I have to finish my project today, my client wouldn’t accept if I told them I am busy now and wait me for a while
I am paying for Google AI Ultra. Absolutely unusable service. They should pay me for the frustration at this point. I am not supposed to worry about this BS. I paid for a functional service.
"code": 503,
"details": \[
{
"@type": "type.googleapis.com/google.rpc.ErrorInfo",
"domain": "cloudcode-pa.googleapis.com",
"metadata": {
"model": "gemini-3-flash-agent"
},
"reason": "MODEL_CAPACITY_EXHAUSTED"
}
\],
"message": "No capacity available for model gemini-3-flash-agent on the server",
"status": "UNAVAILABLE"
I have realized that the issue is only affecting accounts with subscription…or connected to a family with subscrition.

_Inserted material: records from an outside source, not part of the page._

PR #57, opened 2017-12-02
Fix capitalization of "IamUser"

clebio:
This seems to matter. With `IAMUser`, my user doesn't get filtered out. With `IamUser`, it does.

### DIFF
--- a/README.md
+++ b/README.md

I have used two total subscriptionless accounts and they have been working fine with Gemini 3.1 Pro successfully…. but the moment I switch back to my subscription accounts both Ultra and Pro…or any other Google One plan, it starts to give this traffic error.
We’re finding new ways to share more capacity with the Antigravity community. During windows where we have unused capacity, currently in the late afternoon PST, you’ll notice that your baseline quota stretches further. You’ll get more requests and less downtime within your existing plan.
As global demand shifts, we’ll continue to adjust these windows to pass any available capacity back to you. We’re committed to expanding access and ensuring every developer has the capacity they need to keep building.